— TO DO —
All lines that hold the string "this" should be copied. Find them in the listing below.

— DATA EXTRACT —
PR #340, opened 2019-10-05
Visualization support for MNN models

SatanWoo:
**MNN is a lightweight and efficient deep neural network inference engine developed by Alibaba Group, which can be referred from following link:**

[MNN](https://github.com/alibaba/MNN)

For this pull request, we have implemented all necessary visualization functions, for example:
- load .mnn models.
- present all op-related parameters in the sidebar.
- visualize the entire model as a graph

Since netron is a widely-used, we hope to contribute ourselves to integrate MNN functionalities into it.


SatanWoo:
I think the implementation of `setup.py` has additional **','** 

I don't think I need to resolve this conflict.

SatanWoo:
Ok, finally I have cleared all conflicts. The behavior looks very weird.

— RESPONSE AREA —
For this pull request, we have implemented all necessary visualization functions, for example:
I don't think I need to resolve this conflict.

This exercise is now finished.